6. The adhesion improver according to claim 1, wherein the edible base material contains alginic acid or alginate, glucomannan, or cellulose derivative.

7. The adhesion improver according to claim 1, wherein the edible base material is a porous material.

8. A cell culturing scaffolding material containing the edible base material for cell culturing and the adhesion improver according to claim 1.

9. The cell culturing scaffolding material according to claim 8, wherein a layer containing said adhesion improver is laminated on a surface of the edible base material.

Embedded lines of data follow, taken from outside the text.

PR #8903, opened 2023-10-31
[MAINTENANCE] Typing render/view 

Kilo59:
Type checking for `render/view/view.py`

This change includes some runtime changes, notable the removal of the `NoOpTemplate` and the default `_template` class attribute for `DefaultJinjaView`

### DIFF
--- a/pyproject.toml
+++ b/pyproject.toml
@@ -85,6 +85,7 @@ exclude = [
     'render/renderer/suite_edit_notebook_renderer\.py',                  # 7 - This is legacy code and will not be typed.
     'render/renderer/suite_scaffold_notebook_renderer\.py',              # 7 - This is legacy code and will not be typed.
     'render/renderer/datasource_new_notebook_renderer\.py',              # 4 - This is legacy code and will not be typed.
+    'render/renderer/checkpoint_new_notebook_renderer\.py',              # 9 - This is legacy code and will not be typed.
     # END ALWAYS EXCLUDE SECTION ######################################################
     #
     # #################################################################################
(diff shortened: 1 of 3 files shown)


pyproject.toml
```diff
@@ -73,18 +73,24 @@ exclude = [
...
+    'core/usage_statistics/anonymizers/checkpoint_anonymizer\.py',       # 16 - This code will be removed in 1.0
+    'core/usage_statistics/anonymizers/data_docs_anonymizer\.py',        # 5 - This code will be removed in 1.0
+    'core/usage_statistics/anonymizers/datasource_anonymizer\.py',       # 9 - This code will be removed in 1.0
+    'core/usage_statistics/anonymizers/expectation_anonymizer\.py',      # 6 - This code will be removed in 1.0
+    'core/usage_statistics/anonymizers/validation_operator_anonymizer\.py',  # 5 - This code will be removed in 1.0
+    'render/renderer/v3/suite_edit_notebook_renderer\.py',               # 11 - This is legacy code and will not be typed.
+    'render/renderer/v3/suite_profile_notebook_renderer\.py',            # 4 - This is legacy code and will not be typed.
+    'render/renderer/suite_edit_notebook_renderer\.py',                  # 7 - This is legacy code and will not be typed.
+    'render/renderer/suite_scaffold_notebook_renderer\.py',              # 7 - This is legacy code and will not be typed.
+    'render/renderer/datasource_new_notebook_renderer\.py',              # 4 - This is legacy code and will not be typed.
```
Kilo59, line 87: @NathanFarmer do these look right? Am I missing anything?

billdirks: `great_expectations/render/renderer/notebook_renderer.py` is now typed but should it be deleted when we remove the cli?

billdirks (approved):
LGTM, ty!

pyproject.toml
```diff
@@ -136,17 +142,10 @@ exclude = [
     'render/renderer/checkpoint_new_notebook_renderer\.py',                                                # 9
```
NathanFarmer: Missed this one

pyproject.toml
NathanFarmer: Just missing: `render/renderer/checkpoint_new_notebook_renderer.py`

Kilo59: Good catch. Will update both.

NathanFarmer: I think `notebook_renderer.py` will also be removed with the CLI removal. It is the base class for the other notebook renderers.

cdkini (approved):

anthonyburdi (approved):
❤️

pyproject.toml
Kilo59: Thanks!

10. The cell culturing scaffolding material according to claim 9, wherein a thickness of the layer containing said adhesion improver is 1 nm or more.

11. A tissue body in which cells are cultured on the cell culturing scaffolding material according to claim 8.

12. The tissue body according to claim 11, wherein the cell is derived from mammal, fish, or crustacean.

13. The tissue body according to claim 11, wherein the tissue body is for food.